Yamaha Tracer 700 Problems
One issue reported by multiple riders is excessive clutch noise (a.k.a. clutch-rattle). The noise only manifests once the bike has warmed up and becomes increasingly noticeable, beginning at 3,500 RPM.
It appears to originate from the clutch basket, which utilizes rubber instead of spring dampers to secure bolts. Other potential causes of the clutch noise are compromised released bearings and flywheel.
Bike stuttering is also mostly complained about by Tracer 700 owners. Many have reported stuttering issues while riding, with some claiming it occurs at low speeds and while cruising and worsens over time.
After diagnosis, these same people claim the Acceleration Position Sensor (APS) and Throttle Position Sensor (TPS) are causing the problem. In some cases, the oxygen sensor is also found at fault.
Cleaning the sensors’ electrical connectors has proven to resolve the issue. However, it may not always be feasible to do this step, as these components are typically sealed.
Other problems with the Yamaha Tracer 700 caused by lack of upkeep are as follows:
- Poor brake performance
- Clutch slippage
Face-Off: Tracer 700 vs. MT-07
While doing this guide, I noticed many people confuse these two as the same bike. And you may have come across these forums too.

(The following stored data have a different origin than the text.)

PR #1297, opened 2023-11-04
Improve human prefab modularity and body parts

stilnat:
# Summary

Currently, human is a big monolithic prefab. This PR makes the human prefab more modular, composed of multiple small prefabs, for the body parts. This allow making changes to individual body parts, without changing the whole human prefab.

It's also removing all the "bodypart"items prefabs, which were the one spawning upon detaching a body part.
Instead, scripts such as "item" are directly on the body parts, and are removed when put on the human prefab.
This allow a single prefab for each body part, instead of two. 

image

#### PR checklist

# Pictures/Videos)

# Testing
This ask for a lot of tests since the human prefab is very important

health tests should all pass :
https://ss3d.gitbook.io/dev-guide/guides/testing-ss3d/play-mode-tests/health-tests

UI stuff should still work.

To make it simple, it should not change the behavior of anything compared to develop.

#### Networking checklist

- [x] Is persistent.

# Changes

I originally wanted to put organs prefabs under their container body part (Torso contains heart, left and right lungs)
but I could not make that work. This is related to some issues fishnet has with nested network objects 
in some cases, I'm not sure why, it's complicated. Basically, fishnet doesn't handle very well having nested networkobjects under other nobs, and moving the child nobs out of the parent one. 
So what I did instead is removing the prefabs organs from the prefab body part container, spawning the organs at the start and putting them into the container via script. That works. It's a bit hacky but it does the job.

# Known issues

- in editor, the body part icons look far away (can't figure out why) 
image

# TODO 

- [x] clean up a bit the organs code
- [x] do the same for brain, as for lungs and heart (spawn, then put in head container)
- [x] Add some doc to explain this


cosmiccoincidence (approved):
Good thinking on the more modular human prefab and eradicating the duplicate prefabs!

I tested it a few different ways with the basic health system and wasn't able to break anything that doesn't already exist on master. Good work!

PR #1318, opened 2023-11-12
Fix UI disappearing on host death

stilnat:
# Summary

Upon death of host, inventory UI should disappear on host but remain on client. This fixes it.
Very small change, just one added check for isOwner


cosmiccoincidence (approved):
Good catch!

PR #1319, opened 2023-11-13
Bigger test map

cosmiccoincidence:
## Summary

- Removed EngiBorg as a tilemap asset.
- Added door adjacency script to SecurityAirlock.
- Made a larger test map and renamed it.

PR #1321, opened 2023-11-13
Bigger Map

cosmiccoincidence:
## Summary
- Slightly bigger map
- Removes EngiBorg tilemap asset
- Adds door adjacency script to SecurityAirlock

## Media
Unity_2OsK7MP1zV


cosmiccoincidence:
Remade from #1319 because of the 14x item bug. I remade this based on the latest upstream 'develop' branch but it seems to still have the 14x item bug. It seems the bug doesn't appear until after you save the map.

After some additional testing, I realized the bug still persists on upstream master so that is why it is showing up in my PR.

**FIXED**

stilnat (approved):
looks cool, accepted

PR #1323, opened 2023-11-13
fix multiple item spawning

stilnat:
# Summary

hot  fix preventing 14 instead of 1 items spawning

# Related issues/PRs


cosmiccoincidence (approved):
Tested it multiple ways and seems to be working!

The mix-up is not entirely baseless since the Tracer 700 and the MT-07 share the same engine and frame. But to set the record straight, here are a few points that should help differentiate these awesome motorcycles:
Perhaps, the easiest way to tell these thumpers apart is through the presence of a windshield like National Cycle Touring Heavy-Duty Windshield N2210 (view on Amazon) or lack thereof.
Only the Tracer 700 has an adjustable windscreen providing superior wind protection. Given the MT-07 is a naked sportbike, it makes sense to eliminate this feature.
The fairing is another way to tell a Tracer 700 from an MT-07. The latter is a naked bike with minimal bodywork and an exposed engine, while the former sports a half fairing and a rear luggage carrier (among other bells and whistles).
Here is one of the more apparent differences between these bikes. Being a sport-tourer, the Tracer 700 naturally sports a more upright riding position than the MT-07.
Its handlebars are higher and footpegs lower, making for more relaxed riding suitable for long-distance rides. Conversely, the MT-07’s riding position is more aggressive and sporty, with lower handlebars and higher footpegs.
Between these two Yamahas, the Tracer 700 is slightly heavier than the MT-07 due to touring-oriented features that come standard with the motorcycle. The MT-07 only weighs 182 Kg (401 lbs.).
If all these other telltale signs are not as apparent (as is the case with modified secondhand units), then you can look at the bike’s suspension for clues.
The Tracer 700 has a more sophisticated suspension setup, featuring an adjustable USD fork and a rear shock, than the MT-07. On the other hand, the latter has a conventional fork and a rear shock you can only adjust for preload.
Yamaha Motor Company Ltd., one of the four pillars of the Japanese “Big 4,” leads in various automotive industries worldwide. Established as Yamaha Corporation’s motorcycle division, it became independent in 1955 after separating from its parent company.
The Shizuoka-headquartered firm has since emerged as an automotive giant, dominating the ATV and motorcycling landscapes. Yamaha is a well-respected industry leader, continuing to impress the global market with offerings like the Yamaha Tracer 700.
Conclusion — Yamaha Tracer 700 Review
As liter-class superbikes dominate showrooms and public opinion, more and more mid-size motorcycles are becoming redundant and slowly being taken off their respective lineups.
But for Yamaha, the company sees the value of continuing to produce thumpers like the Yamaha Tracer 700 that bridge the gap between super lightweight speedsters and hefty two-wheelers.
Besides, what is popular is not always everyone’s opinion. For some gearheads, the Yamaha Tracer 700 may well be proof of a more mature take on selecting motorcycles.